December 24, 2015.
Not a Mary Sue. A Knight of the Round Table: Rey (Daisy Ridley) begins what I hope will turn out to be her quest to heal the Fisher King in Star Wars: The Force Awakens.
Saw it tonight and my first thought was that the sequels are going to need prequels.
My second thought was how fun it was to get one more good Harrison Ford action-adventure movie. J.J. Abrams understands the story of Han Solo better than Lucas and Spielberg understand the story of Indiana Jones.
But that's another post. Back to The Force Awakens.
Episode VII is all fallout from a plotline that’s going to have to be explained in Episode VIII in order for the story to move on to Episode IX and the original saga’s proper conclusion. Most of what happens is a matter of raising questions that can only be answered by looking backwards. Where are we and how did we get here? Who are these people and why should we care about them? And I expect Abrams knows he can’t just exposition them away in a couple of speeches. It will have to be dealt with in an extended flashback. That is, I hope so. I hope that Abrams has set up the new trilogy as its own Machete version.
Not that I really care.
I’ve never really cared.
I’m too old.
And I don’t mean that like Obi-wan I’m getting too old for this sort of thing. I mean that when the original Star Wars came out in 1977 I wasn’t a little kid so it couldn’t become a constellating myth of my childhood. I enjoyed it immensely. I didn’t think of it as a kids’ movie. But it wasn’t new or revelatory to me. I’d heard that story---those stories. Lucas borrowed from multiple myths, legends, and adventure yarns---before, many times, in different versions, and those were the stories around which my imagination had cohered. Star Wars mattered to me because it reminded me of those stories and called up the feelings and dreams they had always inspired. What I loved about it was how it made me love those stories again---stories that included Treasure Island, The Adventures of Robin Hood, The Three Musketeers, and especially The Knights of the Round Table---stories I knew and loved from books, by the way, before I ever saw them adapted into movies, and books have always been more important to me than movies. And that’s all Star Wars was to me, a movie that captured some of the fun and excitement of those books.
In no way is this meant as a dismissal of Star Wars. Like I said, I enjoyed it and I enjoyed The Empire Strikes Back and The Return of the Jedi. I was impressed with them as moviemaking achievements. I was impressed and (moderately) thrilled that Lucas had managed to pull off setting a traditional swashbuckling adventure yarn in outer space, although I was aware that the old Flash Gordon serials he was paying homage to had already done that.

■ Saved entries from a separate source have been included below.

PR #954, opened 2026-02-09
Allow setting changeOrigin to false

### LINKED ISSUE #831: Cannot override changeOrigin proxy option
I am attempting to authenticate to a web application using SSO. The apache web server runs on localhost:8080, while the http-server runs on localhost:8443. The problem I'm experiencing is that http-server will rewrite the `host` header as localhost:8080. As a result, I can authenticate with the SSO server successfully, but I am redirected back to my web server at localhost:8080.

I expected to solve this problem by setting the changeOrigin option to false, but it isn't working as I'd expect it to work.

#### Environment Versions

1. OS: Ubuntu 18
1. Node version: 14.17.2
1. http-server version: 14.1.1

#### Steps to reproduce
Run http-server with `--proxy-options.changeOrigin false`.

#### Expected result
The `changeOrigin` flag is true by default, but can be overridden with the above option.

#### Actual result
The `changeOrigin` flag is always set to true and the option is ignored.
See lib/http-server.js:
```js
proxy.web(req, res, {
        target: options.proxy,
        changeOrigin: true
}
```

#### Other information

I will open a PR if this behaviour is deemed to be a bug.

JensOlesen47:
If changeOrigin is set to false in the proxyOptions, it will now be honoured.

##### Relevant issues

Fixes #831.

##### Contributor checklist

    - [ ] Server `--help` output
    - [ ] README.md

##### Maintainer checklist

### DIFF
--- a/lib/http-server.js
+++ b/lib/http-server.js
@@ -167,13 +167,13 @@ function HttpServer(options) {
         if (!minimatch(req.url, key)) continue;
         req.proxy ??= {};
         var matchConfig = options.proxyConfig[key];
-        
+
         if (matchConfig.pathRewrite) {
           Object.entries(matchConfig.pathRewrite).forEach(rewrite => {
             req.url = req.url.replace(new RegExp(rewrite[0]), rewrite[1]);
           });
         }
-        
+
         var configEntries = Object.entries(matchConfig).filter(entry => entry[0] !== "pathRewrite");
         configEntries.forEach(entry => req.proxy[entry[0]] = entry[1]);
         break;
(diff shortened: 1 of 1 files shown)


KernelDeimos:
Thanks, merging this as-is for the moment, but also I'd like to add a note here: do we need to also change this line? (this affects websockets)
https://github.com/http-party/http-server/blob/f80aca09e9c9f265bc65c37f8d681ff585ec206d/lib/http-server.js#L271

JensOlesen47:
Thanks Eric,

> Thanks, merging this as-is for the moment, but also I'd like to add a note here: do we need to also change this line? (this affects websockets)
> 
> https://github.com/http-party/http-server/blob/f80aca09e9c9f265bc65c37f8d681ff585ec206d/lib/http-server.js#L271

Good catch! I would assume that needs to be changed as well. I could open another PR for it, but I don't have much / any experience with websockets so I'm not sure how I'd test it.

KernelDeimos:
> Thanks Eric,
> 
> > Thanks, merging this as-is for the moment, but also I'd like to add a note here: do we need to also change this line? (this affects websockets)
> > https://github.com/http-party/http-server/blob/f80aca09e9c9f265bc65c37f8d681ff585ec206d/lib/http-server.js#L271
> 
> Good catch! I would assume that needs to be changed as well. I could open another PR for it, but I don't have much / any experience with websockets so I'm not sure how I'd test it.

No problem, I'll open a separate issue for this one.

The point is, though, that The Force Awakens was only going to matter to me to the degree it was able to do what the original had done, invoke those old stories in a heartfelt way. And to a degree, it succeeded.
But at more of a remove.
I think it's pretty well generally agreed that as a villain Kylo Ren is no Darth Vader. That even seems to be the point of the character. But as a villain in his own right he’s not particularly formidable. That also seems to be the point. He’s not the villain. He’s a representative. He’s not what caused the problem Rey has to solve. He is, like her, what’s left over. They are both effects.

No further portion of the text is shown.